To put it simplistically, if you have a file which is a (good) random mix of an equal number A and B characters, LZ4 won't be able to compress it significantly, while Zstd will compress it 8:1 converging to an encoding where a '1' bit is A, and a '0' bit is B.

YetAnotherNick · on Jan 27, 2021

> To put it simplistically, if you have a file which is a (good) random mix of an equal number A and B characters, LZ4 won't be able to compress it significantly

I checked it. LZ4 is still reducing the size to half, no idea why half. So for 10 MB file it compresses to 5 MB.

Edit: checked with highest compression and it compresses 1MB file to 185KB. So what the parent wrote is false.

not2b · on Jan 27, 2021

Yes, if I take the 8 combinations aaa, aab, aba etc and assign each of them a 9 bit codeword I replace each 24 bit sequence with a 9 bit sequence. So arithmetic coders have no problem with cases like this.

unsigner · on Feb 1, 2021

but LZ4 doesn't have a arithmetic coder, or any other statistical encoding - it's just matches and literals. Puzzling...

julian37 · on Jan 27, 2021

Yep, Zstd is the spiritual successor to LZ4 and written by the same person (Yann Collet) after they got hired by Facebook.

smueller1234 · on Jan 27, 2021

Actually, I seem to recall that he was working on it before getting hired by Facebook (unless there was a massive delay in the hiring to become known).
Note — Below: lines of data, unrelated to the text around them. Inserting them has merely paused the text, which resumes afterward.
Issue #966, opened 2017-04-12
Display search query box in Opportunity Platform


ToferC:
The search results page on the Opportunity Platform doesn't display the terms it is searching or give the user any way to modify or change their search other than clicking "back" or again selecting "search opportunity" and starting from scratch.

We should include the search bar with terms or at minimum display what terms are being searched.  We could also include a line clearly showing what filters are currently active as these are hidden in the drop downs and not immediately visible to users.

User Story: 

As a regular user, I need information on what I have searched for and options to refine or change the search so that I can better find the information that I'm looking for.
![searh](https://cloud.githubusercontent.com/assets/6226762/24958286/d12101b6-1f5c-11e7-8c33-016bec0c8f6f.PNG)

ToferC:
Would also be good to see about reducing real estate required for info box.

PR #1244, opened 2017-07-12
Filter opportunities platform

Steph4104:
Show which filter user use in the opportunities platform search

Issue: #966

### DIFF
--- a/mod/missions/pages/missions/display-search-set.php
+++ b/mod/missions/pages/missions/display-search-set.php
@@ -120,17 +120,17 @@ if ($search_form ) {
     );
 
 if ($advanced_form){
-    $content .='<strong>'.elgg_echo('missions:search_value').':</strong> ';
+    
+    $content .='<div class="mrgn-bttm-lg"><strong>'.elgg_echo('missions:search_value').':</strong> ';
 	for ($s = 0; $s < $number_of_rows; $s ++) {
         if ($advanced_form['selection_'.$s]){
 
-        	$value =str_replace('missions:', '', $advanced_form['selection_'.$s.'_element']);
-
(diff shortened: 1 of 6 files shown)


mod/missions/pages/missions/display-search-set.php
```diff
@@ -120,17 +120,17 @@
     );
 
 if ($advanced_form){
-    $content .='<strong>'.elgg_echo('missions:search_value').':</strong> ';
+    
+    $content .='<div class="mrgn-bttm-lg"><strong>'.elgg_echo('missions:search_value').':</strong> ';
```
piet0024: can we make this mrgn-bttm-sm? I feel like it takes up a lot of space and it will bring the "Clear" and "Refine" options closer

mod/missions/views/default/forms/missions/sort-missions-form.php
```diff
@@ -141,4 +142,39 @@
         </div>
 		
 	</div>
+    
+    <div class="col-sm-11 mrgn-tp-lg">
+        <strong><?php echo elgg_echo('missions:filter'); ?></strong>
```
piet0024: If there are no current filters can we hide this and only have it display when there are filters.

mod/missions/views/default/forms/missions/sort-missions-form.php
```diff
@@ -141,4 +142,42 @@
         </div>
 		
 	</div>
+    
+    <div class="col-sm-11 mrgn-tp-lg">
```
piet0024: Can this mrgn-tp-lg only be added when the filter string. Right now there is a large blank space when I am not filtering anything.

PR #1275, opened 2017-07-19
chore: use NodeJS 6 on Travis-ci

nschonni:
The recent build image updates seems to have cause issues with some of the old node_dependencies
https://blog.travis-ci.com/2017-07-11-trusty-as-default-linux-is-coming
/cc @pandurx

### DIFF
--- a/.travis.yml
+++ b/.travis.yml
@@ -2,6 +2,9 @@ language: php
 php:
  - 5.6
 
+node_js:
+ - 6
+
 # This helps builds go quicker on Travis since it enables caching of dependencies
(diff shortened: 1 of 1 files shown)


Phanoix:
doesn't seem to help, I have it using dist: precise for now just for the node part until we get a better solution.

nschonni:
Worked on mine https://travis-ci.org/nschonni/gcconnex/builds/255391747

nschonni:
Looking at the builder info it looks like my form was still running precise too

PR #1284, opened 2017-07-21
chore: add EditorConfig for whitespace consistency

nschonni:
Opened an upstream issue for this but haven't heard back https://github.com/Elgg/Elgg/issues/10973

### DIFF
--- a/.editorconfig
+++ b/.editorconfig
@@ -1,0 +1,22 @@
+# EditorConfig is awesome: http://EditorConfig.org
+
+# top-most EditorConfig file
+root = true
+
+[*]
+insert_final_newline = true
+indent_style = tab
+indent_size = 4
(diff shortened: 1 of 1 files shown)


nschonni:
@pandurx this might help some of your formatting cleanup

nschonni:
Many IDEs have direct support now and for those that don't there are plug-ins http://editorconfig.org/#download

nschonni:
> Is Travis also checking formatting?

Upstream has some stuff, but I don't believe it is setup for all the mods that have been added here.
This will also work with the GitHub web editor

pandurx:
been drowning in an endless sea of issues ...blah
I'm not sure how I would be able to test this, but this should support the editors that we are currently using (Sublime Text 2, Vim, and maybe nano)

PR #1289, opened 2017-07-24
minor fixes from the release for search patch

pandurx:


mod/gc_group_layout/views/default/groups/profile/summary.php
```diff
@@ -75,7 +75,7 @@
 
                 	} else {
 
-		                $group_name = ($group->title3) ? gc_explode_translation($group->title3, $lang) : $group->name;
+		                $group_name = ($group->name) ? gc_explode_translation($group->name, $lang) : $group->name;
```
Phanoix: the false condition is unreachable in this case and ends up behaving like gc_explode_translation() anyways.

mod/wet4/views/default/page/elements/head.php
```diff
@@ -66,13 +66,14 @@
     }
 
   }
+
 } else {
 
   $current_url = explode('/', $_SERVER['REQUEST_URI']);
   $page_entity = get_entity($current_url[count($current_url) - 1]);
 
   if ($elgg_entity instanceof ElggUser || $elgg_entity instanceof ElggGroup) {
```
nschonni: Aside: Just realized this conditional should be split since you're doing a ternary using the conditions inside.
```php
if ($elgg_entity instanceof ElggUser) {
  $page_title = $vars['title'];
} elseif ($elgg_entity instanceof ElggGroup) {
  $page_title = gc_explode_translation($elgg_entity->name, $gc_language) . " : {$vars['title']}";
} else {
...
```

pandurx: What am I splitting?

nschonni: The current `OR`'d condition `if ($elgg_entity instanceof ElggUser || $elgg_entity instanceof ElggGroup) {` since it contains a ternary with the same terms inside.
EX:
```
if (cond1 || cond2) {
  result = cond1 ? value1 : value2
}
...
```
Is the same as
```
if (cond1) {
  result = value1
}
else if (cond2) {
  result = value2
}
```
Unless i'm missreading it

pandurx: no, i mean, where in the code?

PR #1312, opened 2017-07-28
Twitter widget patch

pandurx:
Creating a new widget for new Twitter embed code

### DIFF
--- a/mod/widget_manager/views/default/widgets/twitter_widget/edit.php
+++ b/mod/widget_manager/views/default/widgets/twitter_widget/edit.php
@@ -26,24 +26,3 @@ $height = sanitise_int($widget->height, false);
 </div>
 
 
-<!--
-
-Collection
-<a class="twitter-timeline" href="https://twitter.com/TwitterDev/timelines/539487832448843776">National Park Tweets - Curated tweets by TwitterDev</a> <script async src="//platform.twitter.com/widgets.js" charset="utf-8"></script>
-
-Tweet
-Profile
-List
-Likes
-Handles
-Hashtags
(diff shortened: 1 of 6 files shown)


mod/widget_manager/views/default/widgets/twitter_widget/edit.php
```diff
@@ -0,0 +1,28 @@
...
+
+<?php // help link to create the twitter widget on Elgg ?>
+<div class='elgg-subtext'>
+	<?php echo elgg_view("output/url", array("href" => "https://twitter.com/settings/widgets", "target" => "_blank", "text" => elgg_echo("widgets:twitter_search:embed_code:help"))); ?>
+</div>
+
+<div>
+	<?php // Plain text box for the Twitter Widget embed code ?>
+	<p> <?php echo elgg_echo("widgets:twitter_search:embed_code"); ?> </p>
+	<p> <?php echo elgg_view("input/plaintext", array("name" => "params[embed_code]")); ?> </p>
```
Phanoix: The value for this and the type (dropdown below) should probably be loaded up when users edit the widget.

nschonni:
Might want to take a look at their docs for when there may be multiple instances on a page https://dev.twitter.com/web/javascript/loading

mod/widget_manager/views/default/widgets/twitter_widget/edit.php
pandurx: I might re-work this to save the code entirely, but the problem with that is a plugin that we've enabled (htmlawed) may strip that code.

PR #1359, opened 2017-08-21
cli install script for docker

Phanoix:
Installs a dev environment of GCconnex with all mods activated and ordered as in production.
creates an admin user with username/password: admin / adminpassword

to use:
once both web and db containers are running, run install with:
```
sudo docker exec -it <container name> php /var/www/html/install/cli/docker_installer.php
```
if you're not using this on localhost or want to use a port other than 8080 you will need to change the WWWROOT environment variable.

### DIFF
--- a/docker-compose.yml
+++ b/docker-compose.yml
@@ -61,6 +61,8 @@ services:
   # ###########################################################################
   gcconnex-db:
     image: library/mysql:5.6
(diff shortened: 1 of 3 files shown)


Phanoix:
yep, a collab flag is the next step now that this one's working

Issue #1331, opened 2017-08-07
Text snippet for discussions showing up as JSON when translation available


CalvinRodo:
Seems to be related to gctools-outilsgc/gcconnex#1313 
![json description](https://user-images.githubusercontent.com/87738/29042994-4d2bf24e-7b87-11e7-9172-8e7a737c11b3.png)

ToferC:
Thanks, @calvinrodo - approved for work. Please review the related cards and let's figure out why this issue is still occurring.

LemieuxGen:
@Steph4104 , will the fix also address the JSON that appears in the notifications? 
![json_notification digest_aug 31-2017](https://user-images.githubusercontent.com/15378977/29922581-35e23eea-8e24-11e7-8dc2-3ec52a95931c.JPG)

Steph4104:
@LemieuxGen  No, my fix is only for the view of the description of the discussion on the web site.

LemieuxGen:
Thanks @Steph4104 . I'll open a new ticket for the JSON in notifications.

CalvinRodo:
This is still occurring instead of JSON it's some other format: 
![bugpic1](https://user-images.githubusercontent.com/87738/30073595-570e0ec0-923c-11e7-8d0b-c103fabb005e.png)
![bugpic2](https://user-images.githubusercontent.com/87738/30073599-59cb2210-923c-11e7-928e-c1618a5fea24.png)

CalvinRodo:
It's also still appearing in the Latest Discussion list:
![bugpic3](https://user-images.githubusercontent.com/87738/30073621-78de5b86-923c-11e7-833a-09d1c7f7f413.png)

Steph4104:
The fix will be up on prod this week end

PR #1369, opened 2017-08-29
Fix description in discussion

Steph4104:
remove description3 from discussion

fix issue #1331


mod/wet4/views/default/object/groupforumtopic.php
```diff
@@ -25,14 +25,9 @@
 	}
 	return;
 }
+	$excerpt = elgg_get_excerpt(gc_explode_translation($topic->description, $lang));
```
nschonni: Indentation is off

PR #1372, opened 2017-08-29
group mail processing notification too slow

pandurx:


mod/cp_notifications/actions/cp_notifications/group_mail.php
```diff
@@ -0,0 +1,105 @@
...
+	
+	if (!empty($group) && ($group instanceof ElggGroup)) {
+		if ($group->canEdit()) {
+			set_time_limit(0);
+			
+			$body .= PHP_EOL . PHP_EOL;
+			$body .= elgg_echo("group_tools:mail:message:from") . ": {$group->name} [{$group->getURL()}]";
+			
+			// cyu - 03/07/2016: we need to use the cp_notifications module to handle the improved notifications
+			if (elgg_is_active_plugin('cp_notifications')) {
```
nschonni: Since this code is inside the `cp_notifications` module, can this actually ever be false?

mod/cp_notifications/actions/cp_notifications/group_mail.php
```diff
@@ -0,0 +1,105 @@
...
+
+
+/**
+ * helper function to retrieve all the members (and members who are selected to receive the group mail)
+ * @param int $group_id - group guid
+ * @param array $user_guids - array of user guids
+ */
+function group_tools_retrieve_members($group_id, $user_guids) {
+
+	$query = "SELECT guid_one FROM elggentity_relationships WHERE relationship = 'member' AND guid_two = '{$group_id}'";
```
nschonni: Not sure if Elgg handles SQL injection before 2.2 https://github.com/Elgg/Elgg/commit/a9e516826f8ee8bb763e12b3451aee96436ae985 but it might be good to check

mod/cp_notifications/actions/cp_notifications/group_mail.php
```diff
@@ -0,0 +1,105 @@
...
+	$group = get_entity($group_guid);
+	
+	if (!empty($group) && ($group instanceof ElggGroup)) {
+		if ($group->canEdit()) {
+			set_time_limit(0);
+			
+			$body .= PHP_EOL . PHP_EOL;
+			$body .= elgg_echo("group_tools:mail:message:from") . ": {$group->name} [{$group->getURL()}]";
+			
+			// cyu - 03/07/2016: we need to use the cp_notifications module to handle the improved notifications
```
nschonni: Date/comment might have been from original change

mod/cp_notifications/actions/cp_notifications/group_mail.php
pandurx: I basically just made an exact carbon copy of the original file, then slightly modified it

mod/cp_notifications/actions/cp_notifications/group_mail.php
pandurx: Elgg has a function that can handle queries. See ` get_data($query)` in the Elgg documentation

Phanoix: $group_id input gets cast as an int and not modified after that, so it should be fine.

I was following his excellent blog posts on the matter at the time.

tmd83 · on Jan 27, 2021

Yes it was a fully working things before facebook. There has been a lot of improvement in both the core and cli. But the core innovations of zstd was well established before facebook. I was probably following his blogs (even though I wasn't a compression expert) for months before I saw the post about his joining facebook.

thechao · on Jan 27, 2021

Yann wrote LZ4 and Zstd well before joining FB. I have to applaud FB for supporting Yann's work, though.

zrav · on Jan 27, 2021

I've spent an afternoon testing zstd's custom dictionaries. It really only provides benefits on small data blocks. According to my tests, the largest blocks at which custom dictionaries could still provide a benefit is 8K, above that the compression ratio advantage compared to the default is definitely gone.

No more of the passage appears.